## EXTRACTED MATERIAL
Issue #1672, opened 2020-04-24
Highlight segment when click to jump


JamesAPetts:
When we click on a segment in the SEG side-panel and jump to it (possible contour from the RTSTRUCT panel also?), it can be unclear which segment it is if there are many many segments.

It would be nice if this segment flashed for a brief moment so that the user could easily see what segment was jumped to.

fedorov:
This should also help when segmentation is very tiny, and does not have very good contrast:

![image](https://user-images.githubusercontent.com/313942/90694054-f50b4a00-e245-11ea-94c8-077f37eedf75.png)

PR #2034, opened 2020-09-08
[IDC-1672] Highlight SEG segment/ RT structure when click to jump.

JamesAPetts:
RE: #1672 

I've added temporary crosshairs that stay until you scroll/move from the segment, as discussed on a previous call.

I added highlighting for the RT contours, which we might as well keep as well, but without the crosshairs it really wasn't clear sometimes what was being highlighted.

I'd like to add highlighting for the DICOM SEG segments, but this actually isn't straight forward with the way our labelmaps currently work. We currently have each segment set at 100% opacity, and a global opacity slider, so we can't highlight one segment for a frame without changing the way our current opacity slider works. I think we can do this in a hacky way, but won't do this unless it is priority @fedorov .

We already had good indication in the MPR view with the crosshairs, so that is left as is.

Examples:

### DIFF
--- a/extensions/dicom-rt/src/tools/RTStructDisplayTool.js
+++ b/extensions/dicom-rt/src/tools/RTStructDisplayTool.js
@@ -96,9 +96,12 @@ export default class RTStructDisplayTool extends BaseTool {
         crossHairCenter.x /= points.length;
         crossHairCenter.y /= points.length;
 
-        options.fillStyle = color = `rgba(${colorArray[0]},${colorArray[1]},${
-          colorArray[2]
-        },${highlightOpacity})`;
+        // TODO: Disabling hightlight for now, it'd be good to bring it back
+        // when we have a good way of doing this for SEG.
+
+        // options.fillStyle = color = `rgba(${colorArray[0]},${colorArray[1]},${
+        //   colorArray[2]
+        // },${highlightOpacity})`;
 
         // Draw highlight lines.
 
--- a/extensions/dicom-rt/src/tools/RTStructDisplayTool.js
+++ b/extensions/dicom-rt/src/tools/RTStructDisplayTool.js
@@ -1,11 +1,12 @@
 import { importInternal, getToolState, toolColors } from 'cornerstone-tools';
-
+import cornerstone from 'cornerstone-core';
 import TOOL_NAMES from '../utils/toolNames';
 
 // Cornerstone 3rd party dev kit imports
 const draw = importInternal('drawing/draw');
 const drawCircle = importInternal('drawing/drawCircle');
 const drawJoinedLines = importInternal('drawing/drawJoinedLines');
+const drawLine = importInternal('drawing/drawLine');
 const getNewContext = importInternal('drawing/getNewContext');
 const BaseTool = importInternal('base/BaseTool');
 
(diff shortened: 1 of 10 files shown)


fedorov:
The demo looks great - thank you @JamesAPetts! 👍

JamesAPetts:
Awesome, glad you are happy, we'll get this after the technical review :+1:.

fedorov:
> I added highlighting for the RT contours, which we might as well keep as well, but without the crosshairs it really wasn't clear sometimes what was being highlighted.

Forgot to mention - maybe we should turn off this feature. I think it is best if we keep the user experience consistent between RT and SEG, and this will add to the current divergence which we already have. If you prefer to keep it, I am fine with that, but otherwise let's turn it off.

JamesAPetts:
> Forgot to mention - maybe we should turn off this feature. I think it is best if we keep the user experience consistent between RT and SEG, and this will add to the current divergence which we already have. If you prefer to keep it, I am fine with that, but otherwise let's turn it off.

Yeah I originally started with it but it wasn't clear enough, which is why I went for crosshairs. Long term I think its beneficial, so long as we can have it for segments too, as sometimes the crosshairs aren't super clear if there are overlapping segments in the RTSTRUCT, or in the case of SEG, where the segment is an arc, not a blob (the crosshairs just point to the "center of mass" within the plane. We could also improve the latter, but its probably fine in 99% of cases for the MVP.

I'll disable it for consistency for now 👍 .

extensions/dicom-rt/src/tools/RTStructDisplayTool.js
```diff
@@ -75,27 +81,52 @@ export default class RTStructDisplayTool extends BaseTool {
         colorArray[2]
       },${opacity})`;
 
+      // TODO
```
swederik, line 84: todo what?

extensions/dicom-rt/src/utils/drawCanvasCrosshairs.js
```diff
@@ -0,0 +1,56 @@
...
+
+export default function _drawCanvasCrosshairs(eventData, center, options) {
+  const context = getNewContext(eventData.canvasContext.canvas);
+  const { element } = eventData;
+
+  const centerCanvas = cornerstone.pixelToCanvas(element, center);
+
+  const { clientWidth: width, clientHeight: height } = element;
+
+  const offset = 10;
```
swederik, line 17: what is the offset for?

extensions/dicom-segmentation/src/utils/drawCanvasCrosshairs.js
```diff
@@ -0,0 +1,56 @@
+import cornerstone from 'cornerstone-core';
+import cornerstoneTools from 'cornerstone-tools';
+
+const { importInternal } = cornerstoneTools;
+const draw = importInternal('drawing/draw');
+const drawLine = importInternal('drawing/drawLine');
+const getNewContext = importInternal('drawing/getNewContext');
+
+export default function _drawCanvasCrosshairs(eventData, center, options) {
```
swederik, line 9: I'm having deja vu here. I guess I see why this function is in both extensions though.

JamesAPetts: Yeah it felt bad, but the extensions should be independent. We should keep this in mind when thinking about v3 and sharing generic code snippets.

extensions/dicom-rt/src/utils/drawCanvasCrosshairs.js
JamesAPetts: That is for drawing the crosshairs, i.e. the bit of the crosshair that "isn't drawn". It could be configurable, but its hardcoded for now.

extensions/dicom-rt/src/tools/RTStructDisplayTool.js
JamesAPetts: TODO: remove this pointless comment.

---

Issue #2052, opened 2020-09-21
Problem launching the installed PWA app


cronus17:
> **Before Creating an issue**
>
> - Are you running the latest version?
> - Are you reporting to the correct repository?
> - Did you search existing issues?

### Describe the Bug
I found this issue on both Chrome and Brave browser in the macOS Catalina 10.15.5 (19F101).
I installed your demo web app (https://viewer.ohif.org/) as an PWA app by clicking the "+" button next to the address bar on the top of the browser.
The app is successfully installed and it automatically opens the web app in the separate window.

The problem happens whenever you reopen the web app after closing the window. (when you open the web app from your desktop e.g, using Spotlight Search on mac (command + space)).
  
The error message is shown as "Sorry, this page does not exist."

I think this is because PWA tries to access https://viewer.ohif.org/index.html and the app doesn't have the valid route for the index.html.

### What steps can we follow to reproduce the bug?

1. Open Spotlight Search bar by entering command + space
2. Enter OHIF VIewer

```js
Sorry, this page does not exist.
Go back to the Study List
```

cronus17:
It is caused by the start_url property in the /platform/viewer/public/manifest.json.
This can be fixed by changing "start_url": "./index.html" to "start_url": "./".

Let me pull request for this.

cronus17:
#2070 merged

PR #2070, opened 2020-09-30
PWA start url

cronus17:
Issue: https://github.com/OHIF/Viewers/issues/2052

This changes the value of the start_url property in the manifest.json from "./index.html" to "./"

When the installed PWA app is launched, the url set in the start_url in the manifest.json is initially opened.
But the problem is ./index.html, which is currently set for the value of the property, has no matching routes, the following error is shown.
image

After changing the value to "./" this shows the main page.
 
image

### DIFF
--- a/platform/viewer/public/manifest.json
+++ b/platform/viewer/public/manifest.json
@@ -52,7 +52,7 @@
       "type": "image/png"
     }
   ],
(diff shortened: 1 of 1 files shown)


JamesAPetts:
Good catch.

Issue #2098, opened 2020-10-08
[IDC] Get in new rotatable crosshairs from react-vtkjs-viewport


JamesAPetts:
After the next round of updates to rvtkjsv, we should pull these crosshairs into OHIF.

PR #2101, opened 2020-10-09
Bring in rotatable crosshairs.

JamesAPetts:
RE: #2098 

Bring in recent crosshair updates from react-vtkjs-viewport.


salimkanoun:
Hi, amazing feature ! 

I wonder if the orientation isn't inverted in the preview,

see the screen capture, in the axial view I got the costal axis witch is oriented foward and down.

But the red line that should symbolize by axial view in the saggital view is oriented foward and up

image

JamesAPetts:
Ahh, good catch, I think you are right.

## WHAT YOU WILL DO
If a line in the data above holds the word "crossHairCenter", count it, and give only the final number.

## THE COMPLETED TASK
2